Há muito, muito, tempo as estrelas andavam tristes. Muito, muito, tristes. Porquê? Porque todas as noites as mães iam para a sala ver as novelas. O pais adormeciam no sofá e as crianças brincavam com computadores e viam filmes na televisão. Ninguém tinha tempo de olhar para o céu.
Sem ninguém que olhasse para elas e lhes dissesse – olá - ou – adeus - as estrelas decidiram desaparecer. Fugiram, mergulharam no mar e transformaram-se em estrelas do mar. A Lua, cheia de saudades das brincadeiras das amigas estrelas, disse que já não queria aparecer e apagou a luz; e também se escondeu.
Foi uma confusão no mundo inteiro. As galinhas que adormeciam a olhar para a primeira estrela no céu, perderam o sono e deixaram de pôr ovos. As corujas pararam de piar. Os coelhos , com medo, não saíram mais das tocas. Os grilos deixaram de fazer "cri-cri" e ficaram em silencio. Os anjos da guarda, que desciam à noitinha para dar bons sonhos às crianças perderam-se no caminho. No escuro, o vento não via nada e não sabia para onde soprar. Os agricultores, coçavam a cabeça, e não sabiam se era ou não a época certa para deitar as sementes. O mar ficou baralhado e ninguém podia ir à praia porque as ondas subiam e desciam sem saber para que lado ir.

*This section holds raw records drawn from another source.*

PR #833, opened 2018-12-13
Demonstrate support for NOT VALID constraints

begriffs:
...maybe it would have been enough to say we support NOT VALID and VALIDATE CONSTRAINT, and point people to the postgres docs. However I put an example in here. See what you think.

### DIFF
--- a/develop/reference_ddl.rst
+++ b/develop/reference_ddl.rst
@@ -294,6 +294,60 @@ Not-null constraints can be applied to any column (distribution or not) because 
 
   ALTER TABLE ads ALTER COLUMN image_url SET NOT NULL;
 
+Using NOT VALID Constraints
+~~~~~~~~~~~~~~~~~~~~~~~~~~~
+
+In some situations it can be useful to enforce constraints for new rows, while allowing existing non-conforming rows to remain unchanged. Citus supports this feature for CHECK constraints and foreign keys, using PostgreSQL's "NOT VALID" constraint designation.
+
+For example, consider an application which stores user profiles in a :ref:`reference table <reference_tables>`.
+
+.. code-block:: postgres
+
+   -- we'll store user emails case insensitively, so enable
+   -- the "citext" data type on the coordinator and workers
+   CREATE EXTENSION citext;
+   SELECT run_command_on_workers('CREATE EXTENSION citext;');
+
+   CREATE TABLE users ( email citext PRIMARY KEY );
+   SELECT create_reference_table('users');
+
+In the course of time imagine that a few non-addresses get into the table.
+
+.. code-block:: postgres
+
+   INSERT INTO users VALUES
+      ('foo@example.com'), ('hacker12@aol.com'), ('lol');
+
+We would like to validate the addresses, but PostgreSQL does not ordinarily allow us to add a CHECK constraint that fails for existing rows. However it *does* allow a constraint marked not valid:
+
+.. code-block:: postgres
+
+   ALTER TABLE users
+   ADD CONSTRAINT syntactic_email
+   CHECK (email ~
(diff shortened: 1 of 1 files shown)


develop/reference_ddl.rst
```diff
@@ -294,6 +294,60 @@ Not-null constraints can be applied to any column (distribution or not) because
...
+      '^[a-zA-Z0-9.!#$%&''*+/=?^_`{|}~-]+@[a-zA-Z0-9](?:[a-zA-Z0-9-]{0,61}[a-zA-Z0-9])?(?:\.[a-zA-Z0-9](?:[a-zA-Z0-9-]{0,61}[a-zA-Z0-9])?)*$'
+   ) NOT VALID;
+
+This succeeds, and new rows are protected.
+
+.. code-block:: postgres
+
+   INSERT INTO users VALUES ('fake');
+
+   /*
```
sumedhpathak: Is this supposed to be here? The below '*' isn't closed.

develop/reference_ddl.rst
```diff
@@ -294,6 +294,60 @@ Not-null constraints can be applied to any column (distribution or not) because
...
+
+In some situations it can be useful to enforce constraints for new rows, while allowing existing non-conforming rows to remain unchanged. Citus supports this feature for CHECK constraints and foreign keys, using PostgreSQL's "NOT VALID" constraint designation.
+
+For example, consider an application which stores user profiles in a :ref:`reference table <reference_tables>`.
+
+.. code-block:: postgres
+
+   -- we'll store user emails case insensitively, so enable
+   -- the "citext" data type on the coordinator and workers
+   CREATE EXTENSION citext;
```
sumedhpathak: Do we need to use citext for this example?

develop/reference_ddl.rst
```diff
@@ -294,6 +294,60 @@ Not-null constraints can be applied to any column (distribution or not) because
...
+
+.. code-block:: postgres
+
+   INSERT INTO users VALUES ('fake');
+
+   /*
+   ERROR:  new row for relation "users_102010" violates
+           check constraint "syntactic_email_102010"
+   DETAIL:  Failing row contains (fake).
+   *
```
sumedhpathak: Dangling *?

develop/reference_ddl.rst
```diff
@@ -294,6 +294,60 @@ Not-null constraints can be applied to any column (distribution or not) because
 
   ALTER TABLE ads ALTER COLUMN image_url SET NOT NULL;
 
+Using NOT VALID Constraints
+~~~~~~~~~~~~~~~~~~~~~~~~~~~
+
+In some situations it can be useful to enforce constraints for new rows, while allowing existing non-conforming rows to remain unchanged. Citus supports this feature for CHECK constraints and foreign keys, using PostgreSQL's "NOT VALID" constraint designation.
```
sumedhpathak: Maybe add a link to https://www.postgresql.org/docs/11/sql-altertable.html somewhere for further exploration of 'not valid'?

develop/reference_ddl.rst
begriffs: No, we could also use text. I just thought it's a nice practice to encourage treating email addresses case-insensitively (citext indexes them that way and everything). CItext is included with postgres as one of those [additional supplied modules](https://www.postgresql.org/docs/11/contrib.html).

But if you think it's too distracting from the core lesson then I could remove it.

develop/reference_ddl.rst
begriffs: Thanks, I'll check for unbalanced comments. I wrapped the output in comments so the sphinx lexer would be able to apply syntax highlighting.

begriffs:
@sumedhpathak I updated with your suggestions.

Então, um homem muito sábio descobriu que tudo o que estava a acontecer tinha a ver com o estrelas. Desde que as estrelas tinham desaparecido era tudo uma grande confusão. O rei decidiu chamar os melhores astrónomos, mas eles não sabiam o que fazer. Chamaram fadas, feiticeiras e mágicos; para tentar resolver o problema, mas eles fizeram a sua magia e… nada! nem uma estrela aparecia no céu. A coisa estava realmente grave.
Até que, uma noite, um menino saiu de casa e começou a olhar para o céu sem estrelas e teve uma ideia. Pegou num papel dourado, num cartão, num fio e cola e fez : um papagaio estrela. Um papagaio com a forma de uma estrela; e que brilhava como uma estrela .
O menino foi a casa dos amigos e pediu todo o fio que eles pudessem arranjar. Os meninos foram todos a correr buscar os cordéis dos seus balões, as linhas dos botões das suas roupas, as fitas dos papéis de embrulho dos seus presentes de Natal. Juntaram tudo e fizeram um fio enorme, comprido, como nunca ninguém tinha visto.
Depois, foram todos para o cimo do monte, montaram nas suas bicicletas e agarrando o papagaio-estrela começaram a descer o monte a toda a velocidade e…lançaram o papagaio estrela.
O papagaio começou a subir, empurrado pelo vento baralhado, e como o fio era enorme o papagaio estrela subiu, subiu, tão alto até ficar à altura de uma estrela. As pessoas vieram à janela e todos apontavam para o papagaio-estrela e gritavam: ali, no céu, viva! já temos uma estrela! As pessoas saíram todas de casa e foram para os jardins olhar para a estrela.
- Que linda estrela - diziam.
Já não me lembrava como as estrelas eram bonitas, dizia uma mamã para a filha.
Um pai, todo contente, com o filho às cavalitas, contou que, quando era pequeno, tinha uma bolha num dedo e que se tinha curado ao apontar o dedo a uma estrela.
Aos poucos as pessoas foram saindo de casa e cada uma tinha a sua história para contar sobre a Lua e sobre as estrelas. As estrelas que estavam no fundo do mar viram a luz no céu e ouviram as pessoas a rir e vieram espreitar . Subiram ao céu todas ao mesmo tempo e a a noite de repente parecia uma árvore de Natal toda iluminada. As pessoas batiam palmas e diziam – uauaau! – todos muito felizes e a lua acendeu a luz para ver o que se passava.
Tudo voltava ao que era dantes. As estrelas estavam felizes no céu ao ver que as pessoas aplaudiam e diziam – Viva as estrelas. Viva a lua -, e prometeram nunca mais desaparecer.
Os meninos decidiram cortar o fio ao papagaio e ele voou para junto das outras estrelas e foi brincar com elas.
Agora, já sabem: uma destes noites peçam aos vossos pais para desligar a televisão e ir olhar para as estrelas. Se procurarem com atenção vão ver o papagaio-estrela, no céu, a piscar para todos os meninos. Mostrem-na aos vossos pais e depois contem-lhes esta história. E não se esqueçam, se tiverem um bolha no dedo, apontem para uma estrela.